Maximum Pb2+ and Cd2+ removal occurred at pH 4.5 and 5.0 for KPP and MKPP, respectively [Fig. 9(A and B)]. At a metal concentration of 10 mg L−1 and a 2 g L−1 adsorbent dose, Pb2+ removal increased from 24 to 98% for KPP and 13 to 83% for MKPP when pH rose from 2.0 to 6.0. Similarly, Cd2+ removal went up from 1 to 83% using KPP and 2 to 43% using MKPP upon increasing the initial pH from 2.0 to 6.0. Above the adsorbents' pHPZC the surface is negatively charged. Here, much more metal adsorption was observed. When KPP and MKPP was used to adsorb Pb2+ and Cd2+ at pH > pHZPC, the solution equilibrium pH dropped. This occurs because deprotonation of the adsorbent's acidic functional groups releases H3O+ as metal cations are adsorbed.5,8 Therefore, all the kinetic and equilibrium sorption experiments of were carried out at pH 4.5 and 5.0.

3.3. Cd2+ and Pb2+ sorption mechanism

Agricultural crop residues contain cellulose, lignin, lipids, proteins, simple sugars, starches, functional group-rich compounds that can bind heavy metals.78 Specifically, seed pods constituting KPP and MKPP contain a rich variety of secondary metabolite compounds including glycosides, flavenoids, phenolic compounds, oxepins, fatty acids and phytosterols.79 We thought these would uniquely contribute to metal chelation and sorption. Previously, mechanisms have been proposed for aqueous Pb2+ and Cd2+ remediation,4,5,80 which included electrostatic attraction–repulsion interactions, ion exchange, functional group–metal complex formation, H-bonding, and chelation.81 The presence of so many components in Bauhinia purpurea which can chelate metals has focused our attention on the compounds which have been identified in this species as example adsorbents.79 Fig. 10 shows two of these more unique specific compounds from Bauhinia purpurea and a surface carboxylic acid as sample adsorption site for either Pb2+ or Cd2+. Of course many other specific adsorption sites exist.
image file: c6ra25295h-f10.tif
Fig. 10 Example Pb2+ and Cd2+ sorption complexes possible to representative chelating compounds present in KPP and MKPP.

Chelation of M2+ ions are shown by several functions in Fig. 10. o-Keto phenol functions in both the xylosyl flavone and taxifolin can singly or doubly chelate M2+ ions with the release of protons to solution.
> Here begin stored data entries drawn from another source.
PR #742, opened 2025-07-01
Handle inline functions  non-local return

eupp:


lev-serebryakov-jetbrains:
Please, review as lev-serebryakov/inline-methods-revamp and delete this PR.

PR #744, opened 2025-07-04
Modularization of the project

dmitrii-artuhov:
TODOs:
- [x] fix publication and lincheck artifact contents (it misses `bootstrap.jar`, classes from the modules that `:core` depends on, etc.)
- [x] refactor plugins to account for different task names and fat-jars -- PR https://jetbrains.team/p/concurrency-tools/reviews/65/timeline, cc @ivandev0 
- [x] fix idea plugin integration
- [x] try friend modules

### DIFF
--- a/build.gradle.kts
+++ b/build.gradle.kts
@@ -136,7 +136,8 @@ sourceSets {
         val atomicfuVersion: String by project
 
         compileOnly(project(":bootstrap"))
-        api(project(":common"))
+        api(project(":common")) // TODO: `api` is used here in order to allow users of `lincheck` to access `LoggingLevel` enum class stored there,
+                                //  but later this enum will be marked as deprecated and then hidden, after that `api` should be changed to `implementation`
         implementation(project(":jvm-agent"))
         implementation(project(":trace"))
 


build.gradle.kts
```diff
@@ -40,479 +16,21 @@ java {
...
-                println("Upload status code: $statusCode")
-                println("Upload result: ${response.body!!.string()}")
-                if (statusCode != 201) {
-                    error("Upload error to Central repository. Status code $statusCode.")
-                }
-            }
-        }
-    }
+    into(file("${project(":jvm-agent").layout.buildDirectory.get()}/resources/main"))
 }
```
eupp: Could we please leave the Lincheck's code in the root's project for now.  Moving it into a separate subproject is a separate task.

There are several problems with moving is as for now. 

1) The publication is broken (from what I understood from the comments to this PR). Setting it up was not a trivial task, let's please not break it immediately.  
2) The code was moved to `core`, but we decided on the teams' meeting we want to use different naming scheme.

It's better to postpone moving it than doing it in a rush 
The task of moving Lincheck has smaller priority than extracting trace-recorder jar, so we are not in a rush here.

buildSrc/src/main/kotlin/TraceAgentTasks.kt
```diff
@@ -27,13 +27,17 @@ fun Project.registerTraceAgentTasks() {
     val mainSourceSet = javaPluginExtension.sourceSets.getByName("main")
 
     val runtimeClasspath = configurations.getByName("runtimeClasspath")
+    val compileClasspath = configurations.getByName("compileClasspath")
+    println("Runtime classpath: ${runtimeClasspath.resolve().joinToString("\n")}")
+    println("\n\n")
+    println("Compile classpath: ${compileClasspath.resolve().joinToString("\n")}")
```
eupp: Leftover `println`-s ?

buildSrc/src/main/kotlin/TraceAgentIntegrationTestsTasks.kt
```diff
@@ -63,6 +63,18 @@ fun Project.registerTraceAgentIntegrationTestsPrerequisites() {
...
     }
+}
+
+fun Project.copyTraceAgentFatJar(fromProject: Project): TaskProvider<Copy> {
+    val copyTraceAgentFatJar = tasks.register<Copy>("${fromProject.name}_copyTraceAgentFatJar") {
+        dependsOn(traceAgentIntegrationTestsPrerequisites)
+        val fatJarFile = fromProject.layout.buildDirectory.file("libs/lincheck-fat.jar")
+        from(fatJarFile)
+        into(layout.buildDirectory.dir("libs"))
+    }
```
eupp, line 85: What does this task do? Why there is a need to copy fat jar?

settings.gradle.kts
```diff
@@ -25,4 +25,9 @@ val name: String by settings
 rootProject.name = name
 
 include(":bootstrap")
+include(":jvm-agent")
+include(":core")
+include(":common")
 include(":trace")
+include(":trace-recorder")
+include("trace-debugger")
```
eupp: `include(":trace-debugger")`

trace-recorder/src/main/org/jetbrains/kotlinx/lincheck/traceagent/TraceAgent.kt
```diff
@@ -0,0 +1,59 @@
...
+ * Lincheck
+ *
+ * Copyright (C) 2019 - 2025 JetBrains s.r.o.
+ *
+ * This Source Code Form is subject to the terms of the
+ * Mozilla Public License, v. 2.0. If a copy of the MPL was not distributed
+ * with this file, You can obtain one at http://mozilla.org/MPL/2.0/.
+ */
+
+package org.jetbrains.kotlinx.lincheck.traceagent
```
eupp: We discussed on the meeting we want to have the following package names:
- `trace.agent`
- `trace.recorder`
- `trace.debugger`

etc.

Are there any technical problems with using these package names?

jvm-agent/build.gradle.kts
```diff
@@ -0,0 +1,52 @@
...
+
+    dependencies {
+        // main
+        val kotlinVersion: String by project
+        val asmVersion: String by project
+        val byteBuddyVersion: String by project
+
+        compileOnly(project(":bootstrap"))
+        api(project(":common"))
+        api(project(":trace"))
```
eupp: I think`trace` shouldn't be a dependency of `jvm-agent`.

jvm-agent/src/main/org/jetbrains/kotlinx/lincheck/traceagent/TraceAgentTransformer.kt
```diff
@@ -0,0 +1,105 @@
...
+ * Lincheck
+ *
+ * Copyright (C) 2019 - 2025 JetBrains s.r.o.
+ *
+ * This Source Code Form is subject to the terms of the
+ * Mozilla Public License, v. 2.0. If a copy of the MPL was not distributed
+ * with this file, You can obtain one at http://mozilla.org/MPL/2.0/.
+ */
+
+package org.jetbrains.kotlinx.lincheck.traceagent
```
eupp: I am a bit confused here. 

Some of the ASM-related classes are moved into `jvm-agent` subprojects, others are moved into `trace-recorder` or `trace-debugger` subprojects. What is the general rule here? 

Could we use a more consistent approach? So either:

- Keep all transformation classes in `jvm-agent` subproject, or
- Keep all trace-recorder/debugger specific transformers in their respective subprojects.

jvm-agent/build.gradle.kts
```diff
@@ -0,0 +1,52 @@
...
+        setupJavaToolchain(project)
+    }
+    named<KotlinCompile>("compileTestKotlin") {
+        setupKotlinToolchain(project)
+    }
+
+    withType<Jar> {
+        dependsOn(":bootstrapJar")
+    }
+}
```
eupp, line 90: Let's please follow the `trace` subproject template, and treat each sub-project as a separate artifact, setting-up for it:

- documentation
- maven pom
- publication 

E.g., for `jvm-agent` subproject, we should set-up a separate artifact `org.jetbrains.lincheck:lincheck-jvm-agent`. Same for other subprojects.

docs/topics/constraints.md
```diff
@@ -94,7 +94,7 @@ Here is an example of the scenario generated for this test:
 Note that all consuming `poll()` and `peek()` invocations are performed from a single thread, thus satisfying the
 "single-consumer" restriction.
 
-> [Get the full code](https://github.com/JetBrains/lincheck/blob/master/src/jvm/test-lincheck-integration/org/jetbrains/lincheck_test/guide/MPSCQueueTest.kt).
+> [Get the full code](https://github.com/JetBrains/lincheck/blob/master/common/src/test-lincheck-integration/org/jetbrains/lincheck_test/guide/MPSCQueueTest.kt).
```
eupp: Why the location changed here? 
It looks like the guide tests are not located in `common` ?

common/src/main/org/jetbrains/kotlinx/lincheck/util/TraceModes.kt
```diff
@@ -0,0 +1,16 @@
...
+ * Mozilla Public License, v. 2.0. If a copy of the MPL was not distributed
+ * with this file, You can obtain one at http://mozilla.org/MPL/2.0/.
+ */
+
+package org.jetbrains.kotlinx.lincheck.util
+
+private const val TRACE_DEBUGGER_MODE_PROPERTY = "lincheck.traceDebuggerMode"
+private const val TRACE_RECORDER_MODE_PROPERTY = "lincheck.traceRecorderMode"
+val isInTraceDebuggerMode by lazy { System.getProperty(TRACE_DEBUGGER_MODE_PROPERTY, "false").toBoolean() }
+val isInTraceRecorderMode by lazy { System.getProperty(TRACE_RECORDER_MODE_PROPERTY, "false").toBoolean() }
```
eupp: Should it be kept in `common` ? Can we move it to trace-related subprojects ?

core/build.gradle.kts
```diff
@@ -0,0 +1,500 @@
...
+
+        enableAssertions = true
+        testLogging.showStandardStreams = true
+        outputs.upToDateWhen { false } // Always run tests when called
+
+        forkEvery = 1
+    }
+
+    // TODO: rename to match trace-debugger/recorder gradle task naming pattern to 'lincheckIntegrationTest'
+    val lincheckIntegrationTest = register<Test>("integrationTest") {
```
eupp: BTW, another problem with moving files to `core` module in this PR is that it is probably going to conflict with integration tests re-organization PR https://github.com/JetBrains/lincheck/pull/739

trace/build.gradle.kts
```diff
@@ -2,8 +2,6 @@ import org.gradle.kotlin.dsl.named
 import org.jetbrains.kotlin.gradle.tasks.KotlinCompile
 
 plugins {
-    java
-    kotlin("jvm")
```
eupp, line 6: Why these plugins were removed?

common/build.gradle.kts
```diff
@@ -0,0 +1,41 @@
...
+    main {
+        java.srcDirs("src/main")
+    }
+
+    dependencies {
+        // main
+        val kotlinVersion: String by project
+
+        compileOnly(project(":bootstrap"))
+        api(project(":trace")) // TODO: can this be fixed?
```
eupp: I think `common` should not depend on `trace`, it should be the other way around.

eupp (changes requested):

buildSrc/src/main/kotlin/TraceAgentIntegrationTestsTasks.kt
dmitrii-artuhov: TODO: rewrite trace-recorder/debugger into completely different gradle tasks and rename agent classes properly, change manifests and do an obviously separation between them instead of the current implicit approach

jvm-agent/build.gradle.kts
dmitrii-artuhov: TODO: from `:trace` module all stuff related to `Types`, `MethodDecriptors`, etc. should be put in `:common` module instead. But be careful with #738 (contact Lev)

jvm-agent/src/main/org/jetbrains/kotlinx/lincheck/traceagent/TraceAgentTransformer.kt
dmitrii-artuhov: TODO: add clarifying comment everywhere

common/src/main/org/jetbrains/kotlinx/lincheck/util/TraceModes.kt
dmitrii-artuhov: TODO: Flags related to the `TraceModes`, `ideaPluginEnabled` move into a single file inside a `:common` module

dmitrii-artuhov:
Try using friend-paths/associate-source-sets in order to handle the visibility of the classes inside `:common` (some, like `LogLevel`, must be available to users, while others, like `isInTraceDebugger` flag, should not).
Research that. If it does not work, try searching for `:private-common`/`:public-common` separation, if it is a thing in gradle world

common/src/main/org/jetbrains/kotlinx/lincheck/trace/CodeLocations.kt
```diff
@@ -8,7 +8,7 @@
  * with this file, You can obtain one at http://mozilla.org/MPL/2.0/.
  */
 
-package org.jetbrains.lincheck.trace
+package org.jetbrains.kotlinx.lincheck.trace
```
eupp: Let's rename package to `org.jetbrains.lincheck.descriptors`

common/src/main/org/jetbrains/kotlinx/lincheck/util/AnalysisSections.kt
```diff
@@ -10,10 +10,6 @@
 
 package org.jetbrains.kotlinx.lincheck.util
```
eupp: Let's change the package to `org.jetbrains.lincheck.util`

common/src/main/org/jetbrains/kotlinx/lincheck/strategy/managed/ShadowStack.kt
```diff
@@ -11,11 +11,11 @@
 package org.jetbrains.kotlinx.lincheck.strategy.managed
```
eupp: Let's change package to `org.jetbrains.lincheck.analysis`

common/build.gradle.kts
```diff
@@ -0,0 +1,75 @@
...
+            this.artifactId = commonArtifactId
+            this.version = commonVersion
+
+            from(components["kotlin"])
+            artifact(sourcesJar)
+            artifact(javadocJar)
+
+            configureMavenPublication {
+                name.set(commonArtifactId)
+                description.set("Lincheck common classes library")
```
eupp: Let's say: `"Lincheck common utilities library"` or `"Lincheck common components library"`

jvm-agent/build.gradle.kts
```diff
@@ -0,0 +1,90 @@
...
+            this.artifactId = jvmAgentArtifactId
+            this.version = jvmAgentVersion
+
+            from(components["kotlin"])
+            artifact(sourcesJar)
+            artifact(javadocJar)
+
+            configureMavenPublication {
+                name.set(jvmAgentArtifactId)
+                description.set("Lincheck jvm agent library")
```
eupp: Maybe let's spell JVM with capital letters? What about?:
`"Lincheck JVM agent instrumentation library"`

buildSrc/src/main/kotlin/Documentation.kt
```diff
@@ -10,22 +10,23 @@
...
             named("main") {
-                sourceRoots.from(file("src/jvm/main"))
+                sourceRoots.from(file(mainSourceSetPath))
                 reportUndocumented.set(false)
             }
         }
     }
 
     val javadocJar = tasks.register<Jar>("javadocJar") {
+        archiveBaseName.set(this@createJavadocJar.name)
```
eupp: Are you sure this is required? Before this change, the name of the generated javadoc was e.g., `lincheck-trace-javadoc.jar` for the `trace` artifact, which was expected behavior I think. What would be the name after this change?

buildSrc/src/main/kotlin/Toolchain.kt
```diff
@@ -51,4 +52,17 @@ private fun KotlinCompile.setupKotlinToolchain(javaToolchains: JavaToolchainServ
...
         languageVersion.set(JavaLanguageVersion.of(jdkToolchainVersion))
     })
+}
+
+fun KotlinCompile.getAccessToInternalDefinitionsOf(vararg projects: Project) {
+    projects.forEach { project ->
+        val mainSourceSet = project.extensions
+            .getByType(JavaPluginExtension::class.java).sourceSets
+            .getByName("main").output.classesDirs
+        val jarArchive = Paths.get(project.buildDir.absolutePath, "libs",
```
eupp: Please fix deprecated `buildDir`. There should already be some examples in the main `build.gradle.kts` script.

buildSrc/src/main/kotlin/TraceAgentIntegrationTestsTasks.kt
```diff
@@ -63,6 +63,18 @@ fun Project.registerTraceAgentIntegrationTestsPrerequisites() {
 
     traceAgentIntegrationTestsPrerequisites = tasks.register("traceAgentIntegrationTestsPrerequisites") {
         prerequisite.forEach { dependsOn(it) }
-        dependsOn("traceAgentFatJar")
+        dependsOn(":trace-debugger:traceDebuggerFatJar")
+        dependsOn(":trace-recorder:traceRecorderFatJar")
     }
+}
+
+fun Project.copyTraceAgentFatJar(fromProject: Project, fatJarName: String): TaskProvider<Copy> {
```
eupp, line 79: Please add a comment why it is needed.

buildSrc/build.gradle.kts
```diff
@@ -23,4 +24,9 @@ dependencies {
     implementation("org.jetbrains.kotlin:kotlin-gradle-plugin:$kotlinVersion")
     implementation("org.jetbrains.dokka:dokka-gradle-plugin:$dokkaVersion")
     implementation("de.undercouch.download:de.undercouch.download.gradle.plugin:5.6.0")
+
+    implementation(gradleApi())
+    implementation(gradleKotlinDsl())
+    implementation(kotlin("gradle-plugin"))
```
eupp: Isn't it the same as the line above?:
```kotlin
implementation("org.jetbrains.kotlin:kotlin-gradle-plugin:$kotlinVersion")
```

buildSrc/build.gradle.kts
```diff
@@ -23,4 +24,9 @@ dependencies {
...
+    implementation("org.gradle.kotlin:gradle-kotlin-dsl-plugins:4.2.1")  // Add this line
```
eupp: What is the purpose of `// Add this line` comment?

buildSrc/build.gradle.kts
```diff
@@ -23,4 +24,9 @@ dependencies {
...
 }
```
eupp: Please also sort imports from more generic one to more specific. 
I.e. start with gradle and kotlin imports, then say dokka and download.

src/jvm/main/org/jetbrains/kotlinx/lincheck/util/MethodSignature.kt
```diff
@@ -10,8 +10,8 @@
 
 package org.jetbrains.kotlinx.lincheck.util
 
-import org.jetbrains.lincheck.trace.MethodSignature
-import org.jetbrains.lincheck.trace.Types
+import org.jetbrains.kotlinx.lincheck.trace.MethodSignature
+import org.jetbrains.kotlinx.lincheck.trace.Types
 import org.objectweb.asm.commons.Method
```
eupp: Can we move this file to `common` ?

common/src/main/org/jetbrains/kotlinx/lincheck/util/AnalysisSections.kt
```diff
@@ -304,12 +308,6 @@ internal class AnalysisProfile(val analyzeStdLib: Boolean) {
     @Suppress("UNUSED_PARAMETER") // methodName is here for uniformity and might become useful in the future
     fun shouldBeHidden(className: String, methodName: String): Boolean = 
         !analyzeStdLib && (isConcurrentCollectionsLibrary(className) || isCollectionsLibrary(className))
-
-    companion object {
-        val DEFAULT = AnalysisProfile(
-            analyzeStdLib = ManagedCTestConfiguration.DEFAULT_STDLIB_ANALYSIS_ENABLED
-        )
-    }
```
eupp: Can we keep it here? You can invert the dependencies and instead re-define `ManagedCTestConfiguration.DEFAULT_STDLIB_ANALYSIS_ENABLED = AnalysisProfile.DEFAULT.analyzeStdLib`

trace/src/main/org/jetbrains/lincheck/trace/TraceRecorderTracePoints.kt
```diff
@@ -37,7 +44,7 @@ sealed class TRTracePoint(
     abstract fun toText(verbose: Boolean): String
 }
 
-class TRMethodCallTracePoint(
+internal class TRMethodCallTracePoint(
```
eupp: These classes should not be `internal`. They are used on the plugin side to de-serialize data from trace dump back to objects.

trace/src/main/org/jetbrains/lincheck/trace/Serialization.kt
```diff
@@ -10,14 +10,24 @@
...
+import org.jetbrains.kotlinx.lincheck.trace.VariableDescriptor
 import java.io.*
 
 private const val OUTPUT_BUFFER_SIZE: Int = 16*1024*1024
 
 const val TRACE_MAGIC : Long = 0x706e547124ee5f70L
 const val TRACE_VERSION : Long = 6
 
-fun saveRecorderTrace(out: OutputStream, context: TraceContext, rootCallsPerThread: List<TRTracePoint>) {
+internal fun saveRecorderTrace(out: OutputStream, context: TraceContext, rootCallsPerThread: List<TRTracePoint>) {
```
eupp: I think these should also be kept public. 
Please rollback all `internal` changes in this module.

trace-debugger/src/main/org/jetbrains/kotlinx/lincheck/trace/debugger/TraceDebuggerAgent.kt
```diff
@@ -0,0 +1,55 @@
...
+ * Lincheck
+ *
+ * Copyright (C) 2019 - 2025 JetBrains s.r.o.
+ *
+ * This Source Code Form is subject to the terms of the
+ * Mozilla Public License, v. 2.0. If a copy of the MPL was not distributed
+ * with this file, You can obtain one at http://mozilla.org/MPL/2.0/.
+ */
+
+package org.jetbrains.kotlinx.lincheck.trace.debugger
```
eupp: We can now safely switch the package to  `"org.jetbrains.lincheck.trace.debugger"` in this module.

trace-recorder/src/main/org/jetbrains/kotlinx/lincheck/trace/recorder/TraceRecorderAgent.kt
```diff
@@ -0,0 +1,61 @@
...
+ * Lincheck
+ *
+ * Copyright (C) 2019 - 2025 JetBrains s.r.o.
+ *
+ * This Source Code Form is subject to the terms of the
+ * Mozilla Public License, v. 2.0. If a copy of the MPL was not distributed
+ * with this file, You can obtain one at http://mozilla.org/MPL/2.0/.
+ */
+
+package org.jetbrains.kotlinx.lincheck.trace.recorder
```
eupp: We can now safely switch the package to  `"org.jetbrains.lincheck.trace.recorder"` in this module.

eupp (changes requested):

common/build.gradle.kts
dmitrii-artuhov: I like `components` more, since there are not only utilities in this subproject

build.gradle.kts
```diff
@@ -96,7 +136,9 @@ sourceSets {
         val atomicfuVersion: String by project
 
         compileOnly(project(":bootstrap"))
-        api(project(":trace"))
+        api(project(":common")) // TODO: contains some classes from public lincheck API, refactor so that it does not expose essentially internal classes
```
dmitrii-artuhov: Right now `:common` subproject has one class that should be available to the users of lincheck, which is `enum class LogLevel`. However, the rest of the symbols in it, are implementation-only. There are 2 options how to deal with that:
- [Currently used] make all symbols in `:common` internal (except for `LogLevel`) and include in the root project the subproject via `api(project(":common"))`. The problem here is that it is done via friend paths, which lack support in intellij idea, which then marks all usages on `internal` classes from `:common` reads and does not provide completion and auto-importing
- Create separate "common" modules, one called `:api`, which will contain `LogLevel` (and probably other classes in the future, the second one `:common` with all classes marked as `public`. Now, the root project will include them as follows: `api(project(":api")); implementation(":common")`, which allows users to access `LogLevel` enum and disallows all classes from `:common`. It also supports proper highlighting and auto-imports as regular.

eupp: For now, let's just make `public` everything that need to be public to work properly both in gradle and IDEA. 
Please create a YT issue to set-up `internal` isolation visibility properly. It is not critical right now, but would be good to fix before next Lincheck release.

eupp: > For now, let's just make public everything that need to be public to work properly both in gradle and IDEA.

Or use any other solution that would make code work (both in gradle and IDEA) right now, without further design/implementation.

Likewise, the catechol function (shown here in taxifolin) can chelate to bind either M2+ to generate M+ or further to neutral complexes. Alternatively, a single carboxylate can combine with another chelating function to immobilize to metal. Metal–ligand chelation by oxygens is the major interaction in the 4.5–5.0 pH range.81 A possible mechanism for M2+ on the magnetite portion of MKPP is shown in Fig. 11, where surface Fe–OH or Fe–O– sites actively bind Cd2+ and Pb2+ ions.


image file: c6ra25295h-f11.tif
Fig. 11 Adsorption mechanism for Pb2+ and Cd2+ adsorption by MKPP.

3.4. Pb2+ and Cd2+ sorption dynamics

The Pb2+ and Cd2+ sorption efficiency as a function of biomass dosage was investigated. Fig. SM5 and SM6 show the effect of sorbent dose on Pb2+ and Cd2+ removal. Both Pb2+ and Cd2+ uptake increased at higher adsorbent dose, because more adsorption sites were available. A significant jump in Cd2+ removal was observed on increasing KPP dose from 0.5 to 1.0 g L−1. No further uptake occurred on introducing an additional 1.0 g L−1 of KPP (Fig. SM6). Similar behavior was observed for MKPP (Fig. SM6). The maximum sorption percentage achieved by KPP and MKPP reached 96% and 79%, respectively for Cd(II) at a biomass concentration of 0.5 g L−1. Therefore, 1.0 and 2.0 g L−1 dosage amounts were selected for KPP and MKPP, respectively in all subsequent equilibrium and dynamic experiments. Pb2+ sorption studies were carried out at 0.1, 1.0 and 4.0 g L−1 dosages for KPP and MKPP. Dosage of 1.0 and 2.0 g L−1 resulted in 96% and 97% Pb2+ removal by KPP and MKPP, respectively. Further dose increments did not show any further significant uptake. Thus, all dynamic and equilibrium studies were performed at 1.0 and 2.0 g L−1 dosage for KPP and MKPP, respectively. The effect of initial Cd2+ and Pb2+ concentrations were investigated (Cd2+: 10, 20 and 50 mg L−1; Pb2+: 10, 30 and 60 mg L−1). Cd2+ and Pb2+ removal increased on increasing initial adsorbate concentrations, due to the availability of more adsorbate ions and their higher concentrations [Fig. SM7 and SM8]. The effect of temperature was also investigated [Fig. SM9 and SM10].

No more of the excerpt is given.